:: Work item ::
Beneath this task are records; print exactly the stretch of them from the line with "I forget to" through the line with "Currently Flo validates", both ends included.

:: Extracted information ::
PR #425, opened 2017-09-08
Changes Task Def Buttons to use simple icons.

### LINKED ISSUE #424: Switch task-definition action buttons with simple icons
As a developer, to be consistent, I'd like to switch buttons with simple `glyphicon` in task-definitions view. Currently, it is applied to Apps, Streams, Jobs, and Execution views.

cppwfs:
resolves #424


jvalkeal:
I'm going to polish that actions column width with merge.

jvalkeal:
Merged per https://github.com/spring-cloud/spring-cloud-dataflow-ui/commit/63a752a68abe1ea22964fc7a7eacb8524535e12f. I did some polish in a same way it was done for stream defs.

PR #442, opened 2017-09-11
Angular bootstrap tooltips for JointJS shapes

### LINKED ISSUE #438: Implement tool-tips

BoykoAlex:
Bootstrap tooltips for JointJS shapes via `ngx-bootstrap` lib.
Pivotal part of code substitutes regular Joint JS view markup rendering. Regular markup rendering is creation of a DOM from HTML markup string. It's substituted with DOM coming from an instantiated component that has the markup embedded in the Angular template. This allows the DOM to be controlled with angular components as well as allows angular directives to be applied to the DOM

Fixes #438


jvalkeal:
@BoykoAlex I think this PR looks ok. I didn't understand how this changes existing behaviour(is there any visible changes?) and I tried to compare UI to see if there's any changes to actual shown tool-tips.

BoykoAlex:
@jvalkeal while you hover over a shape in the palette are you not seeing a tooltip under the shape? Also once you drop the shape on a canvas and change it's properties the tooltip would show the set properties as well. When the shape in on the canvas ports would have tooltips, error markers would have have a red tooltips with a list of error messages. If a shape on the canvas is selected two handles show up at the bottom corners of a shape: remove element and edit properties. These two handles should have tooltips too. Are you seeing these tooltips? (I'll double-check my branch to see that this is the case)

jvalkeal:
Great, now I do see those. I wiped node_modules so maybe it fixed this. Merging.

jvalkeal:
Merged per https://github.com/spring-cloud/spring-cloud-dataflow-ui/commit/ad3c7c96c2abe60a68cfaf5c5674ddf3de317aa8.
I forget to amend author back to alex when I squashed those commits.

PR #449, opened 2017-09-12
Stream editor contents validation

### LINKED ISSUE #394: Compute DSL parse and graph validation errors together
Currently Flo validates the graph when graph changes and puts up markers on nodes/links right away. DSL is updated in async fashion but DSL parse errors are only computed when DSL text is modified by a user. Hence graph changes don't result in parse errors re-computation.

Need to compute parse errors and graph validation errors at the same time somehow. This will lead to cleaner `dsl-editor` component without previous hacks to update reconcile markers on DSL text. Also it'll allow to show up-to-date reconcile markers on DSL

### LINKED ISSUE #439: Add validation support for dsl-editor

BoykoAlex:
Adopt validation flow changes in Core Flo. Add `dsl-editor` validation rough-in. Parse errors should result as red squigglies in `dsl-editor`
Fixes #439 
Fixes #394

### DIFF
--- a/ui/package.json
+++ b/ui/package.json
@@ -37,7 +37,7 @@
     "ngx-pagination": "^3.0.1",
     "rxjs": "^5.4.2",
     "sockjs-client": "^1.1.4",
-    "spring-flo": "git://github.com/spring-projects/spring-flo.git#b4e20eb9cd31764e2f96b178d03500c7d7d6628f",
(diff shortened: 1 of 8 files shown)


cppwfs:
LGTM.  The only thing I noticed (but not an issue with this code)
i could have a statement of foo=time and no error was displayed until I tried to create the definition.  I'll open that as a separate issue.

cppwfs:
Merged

==

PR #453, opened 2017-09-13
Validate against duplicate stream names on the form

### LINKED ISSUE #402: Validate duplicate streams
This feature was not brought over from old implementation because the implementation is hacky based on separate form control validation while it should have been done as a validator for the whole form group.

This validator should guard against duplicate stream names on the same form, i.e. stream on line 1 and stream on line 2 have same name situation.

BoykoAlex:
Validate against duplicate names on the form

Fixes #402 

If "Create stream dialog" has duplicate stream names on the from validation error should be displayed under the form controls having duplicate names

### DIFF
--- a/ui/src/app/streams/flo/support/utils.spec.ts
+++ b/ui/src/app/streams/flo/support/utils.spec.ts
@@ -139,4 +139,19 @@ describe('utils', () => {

:: Answer section ::
I forget to amend author back to alex when I squashed those commits.

PR #449, opened 2017-09-12
Stream editor contents validation

### LINKED ISSUE #394: Compute DSL parse and graph validation errors together
Currently Flo validates the graph when graph changes and puts up markers on nodes/links right away. DSL is updated in async fashion but DSL parse errors are only computed when DSL text is modified by a user. Hence graph changes don't result in parse errors re-computation.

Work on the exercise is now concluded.